Image (total) Critical High Medium
and below
ghcr.io/actions/gha-runner-scale-set-controller:0.9.1 6 0 0 6
cgr.dev/chainguard/gha-runner-scale-set-controller:latest 0 0 0 0

Runner CVEs

It’s once we start comparing the runner images that the count of CVEs to inventory and manage becomes problematic. The spread here is from 6 to 580, with the majority of the CVEs being medium or below. The wolfi image is the lowest, with only 6 CVEs to account for.
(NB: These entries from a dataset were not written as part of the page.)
PR #556, opened 2017-11-15
Use the rbac API when creating and deleting policy

rthallisey:
Use the rbac API to create Roles.

 - Switch from using a file to create RBAC policy to using the kubernetes API
 - Setup the runtime pkg to abstract resource calls from the broker

depends-on: https://github.com/openshift/ansible-service-broker/pull/561
depends-on: https://github.com/openshift/ansible-service-broker/pull/562
Partially-fixes: https://github.com/openshift/ansible-service-broker/issues/233


djzager:
If you could have a separate PR for the vendor stuff, that would be fantastic.

rthallisey:

rthallisey:
@djzager @shawn-hurley I made a bunch of changes since your reviews.  Going to leave the do-not-merge tag around until you get a chance to review it again.

pkg/apb/svc_acct.go
```diff
@@ -52,172 +50,8 @@ func (s *ServiceAccountManager) CreateApbSandbox(
...
-			return "", err
-		}
-		defer file.Close()
-	} else if err != nil {
-		// Bubble any non-expected errors
-		return "", err
-	}
-
-	return rFilePath, nil
+	p := runtime.Provider{Log: s.log}
```
shawn-hurley: Should the runtime provider just be an `apb package` variable? Also, should we remove this function and just call the provider from the execute APB? These are just thoughts, all around this looks good.

rthallisey: I agree that the runtime var should be an available variable and it needs to be wherever we make cluster calls. I haven't figured out yet how I'm going to approach providing it yet. You're ahead of the game :).

Agree that this function doesn't need to be called.  All the guts are now in the runtime pkg.

PR #558, opened 2017-11-16
adding ability to connnect over SSL w/o authentication.

### LINKED ISSUE #554: Broker should be able to connect to ETCD over TLS while being unauthenticated
# Bug:

**What happened**:
I want to be able to start up ETCD to serve over TLS but un-authenticated
That when I pass the `etcd_ca_file` it is used in the transport.
**How to reproduce it**:
Start ETCD without the trusted ca cert & client-cert-auth but keep the server.crt and server.key, advertise over https. The broker should be able to connect using the ca that signed the cert.

shawn-hurley:
Allows the broker to only connect over TLS while etcd authentication is off.
 - only return the default transport if etcd client cert, client key and ca file are empty
 - if client cert and client key are set, use them in the TLS config

fixes #554


shawn-hurley:
I am going to add some test cases around the etcd_client.

pkg/clients/etcd_test.go
```diff
@@ -0,0 +1,273 @@
...
+			} else {
+				if len(transport.TLSClientConfig.Certificates) != 0 {
+					t.Fatal("Should not have created a certificate")
+				}
+			}
+		})
+	}
+}
+
+func TestEtcdVersion(t *testing.T) {
```
djzager: :+1:

PR #561, opened 2017-11-16
Create a Kubernetes Client struct

rthallisey:
In the Clients pkg, each of the clients should have a Class to
reference.  This creates the Kubernetes class reference so we
can build specific Kubernetes functions into the client class.

 -  Add a Kubernetes class to the client pkg


rthallisey:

Image (total) Critical High Medium
and below
ghcr.io/actions/actions-runner:2.316.1 63 0 1 62
ghcr.io/some-natalie/kubernoodles/wolfi:latest 6 0 0 6
ghcr.io/some-natalie/kubernoodles/ubi8:latest 580 4 12 564
ghcr.io/some-natalie/kubernoodles/ubi9:latest 566 0 14 552
ghcr.io/some-natalie/kubernoodles/rootless-ubuntu-jammy:latest 138 0 3 135

The CVE counts are as of 2 May 2024 and will change as new vulnerabilities are discovered and patched, images rebuilt, etc. The latest tag is the commit corresponding to v0.13.1 for Kubernoodles. The CVE counts are from the Grype scan (v0.77.2) run on the images listed above.

Why

Most teams do not have the time to enumerate, track, and understand 500+ CVEs per image - much less the time to start mitigating them. In having large containers with many components, it’s easy to get out of hand with CVEs. Nonetheless, hiding them or ignoring them only helps them multiply. They’re like tribbles in that way. 🐹

Developing runner images are in a central-to-the-company repository to manage the changes, builds, and deployments within actions-runner-controller keeps a good inventory of what’s running where. This is a critical part of many compliance frameworks. It also lowers the additional work associated with a new runner, allowing teams some autonomy to ship what they need without a ton of extra risk. This pattern of smaller images to do single tasks reduces the blast radius of any one image and lowers overall CVE toil.


Disclosure

I work at Chainguard as a solutions engineer at the time of writing this. All opinions are my own.

This post is licensed under CC BY 4.0 by the author.